We are also interested in how protein damage by covalent modification affects protein ubiquitination and SUMOylation. SUMO is a ubiquitin-like protein that attaches to other proteins. It doesn’t target those proteins for degradation, but it seems to affect their subcellular localization and stability. We have found in work that we are going to publish soon that there is a significant shift in SUMO target proteins with chemical stress.

What practical implications could your work have?

One of the most problematic features of some drugs is that they are converted to reactive intermediates that bind to proteins. There is a great deal of evidence that this type of reaction is associated not only with liver toxicities, but also with immune-mediated toxicities, so-called idiosyncratic reactions, that cause drugs to later on be removed from the market. These problems aren’t usually detected until you are in phase IV of clinical trials. Idiosyncratic reactions are very strongly associated with covalent binding of proteins, and it’s thought that that’s a trigger for immune recognition of the damaged protein and for the toxicity. In the pharmaceutical industry right now, there aren’t really good surrogate markers for drugs that can bind to proteins. If we could identify commonly targeted domains that might serve as markers for bioactivation of drugs in vivo, or even in cellular model systems, that would enable the development of some relatively quick assays.

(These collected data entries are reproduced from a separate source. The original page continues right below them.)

PR #5890, opened 2023-07-23
[V3] Add Method: `resetSafe`

devajmeireles:
# The Problem

Most of the time when we're working with Livewire, we need to get the value of the properties to perform an operation and then it's important to reset the properties so that they go back to their original states 👇 

```php
public $title = '';

// ...

public function create()
{
    $todo = new Todo();

    // binding $title with front-end and edit it...

    $todo->title = $this->title;

    $todo->save();

    $this->reset();
}
```

OK! That works, but having to use the property and then reset it can be a bit exhausting, no? 🤔 So this PR aims to "solve" this problem by adding the `resetSafe` method 👇 

# Solution

The `resetSafe` method allows us to reset the properties, BUT before the reset is actually performed we can capture the current values of the properties:

### Single Property

```php
public $title = '';

// ...

public function create()
{
    // binding $title with front-end and edit it...

    $todo = new Todo();

    $todo->title = $this->resetSafe('todo')

    $todo->save();

    // $this->reset(); // 👈 This is not necessary here since `resetSafe` already does it.
}
```

### Multiple Properties

```php
public $todo = '';

public $description = '';

// ...

public function create()
{
    // binding $title and $description with front-end and edit it...

    [$title, $description] = $this->resetSafe('todo', 'description');

    $todo = new Todo();

    $todo->title = $title;

    $todo->description = $description;

    $todo->save();

    // $this->reset(); // 👈 This is not necessary here since `resetSafe` already does it.
}
```

---

Hope this help,

Thanks. ❤️

### DIFF
--- a/docs/properties.md
+++ b/docs/properties.md
@@ -167,7 +167,7 @@ class ManageTodos extends Component
 
     public function addTodo()
     {
-        [$title] = $this->resetSafe('todo'); // [tl! highlight]
+        $title = $this->resetSafe('todo'); // [tl! highlight]
         
         $this->todos[] = $title;
     }
--- a/docs/properties.md
+++ b/docs/properties.md
@@ -128,7 +128,7 @@ namespace App\Livewire;
 
 use Livewire\Component;
 
-class ManageTodos extends Controller
+class ManageTodos extends Component
 {
     public $todos = [];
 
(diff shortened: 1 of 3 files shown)


docs/properties.md
```diff
@@ -128,7 +128,7 @@ namespace App\Livewire;
 
 use Livewire\Component;
 
-class ManageTodos extends Controller
+class ManageTodos extends Component
```
devajmeireles, line 131: This was wrong. I fixed at the same PR.

joshhanley: @devajmeireles please split unrelated changes, like this one, into a new PR. Thank!

devajmeireles: > @devajmeireles please split unrelated changes, like this one, into a new PR. That way if Caleb doesn't merge this feature, then that docs typo will still be fixed. Thanks!

Make sense. Thank you! I'll update the PR.

calebporzio:
Yes, I totally agree it's annoying.

I originally had `->reset()` return the old value in V3 so that you could use it like you're suggesting.

I tweeted about it and many thought it was confusing and a bad idea so I reverted it.

So I validate your point and would like a solution, but I'm not sure a new method name like `resetSafe` is it.

I'm open to other API's but going to close this one for now especially as we're more focused on just making V3 stable before adding new features. Thanks!

devajmeireles:
> Yes, I totally agree it's annoying.
> 
> I originally had `->reset()` return the old value in V3 so that you could use it like you're suggesting.
> 
> I tweeted about it and many thought it was confusing and a bad idea so I reverted it.
> 
> So I validate your point and would like a solution, but I'm not sure a new method name like `resetSafe` is it.
> 
> I'm open to other API's but going to close this one for now especially as we're more focused on just making V3 stable before adding new features. Thanks!

Make sense, mainly the focus on making V3 stable.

What technical challenges still need to be overcome?

For mapping protein modifications, the biggest problem is getting high-quality datasets that provide spectra of all the peptides in a mixture. You need a high degree of so-called sequence coverage. This is certainly made easier by tandem-LC approaches, but we still have a long way to go in that area in being able to acquire spectra of not only unmodified peptides but the modified forms. New instruments will certainly help us. The new generation of tandem mass spectrometers, whether it’s the MALDI-TOF/TOF, Q-TOFs, and the new ion trap FT instrument that Finnigan has just released, will be the most useful for doing work on protein modifications. We also need to develop better affinity enrichment approaches to capture a subset of proteins that might be modified, for example. That will require some very creative chemistry and biochemistry. We have a paper in press in the Journal of Proteome Research on the use of an N-terminal stable isotope tag, phenyl isocyanate, that tags all peptides that have a free N-terminus, so we can use that to quantify modified peptides, which is what something like the ICAT approach does not allow you to do.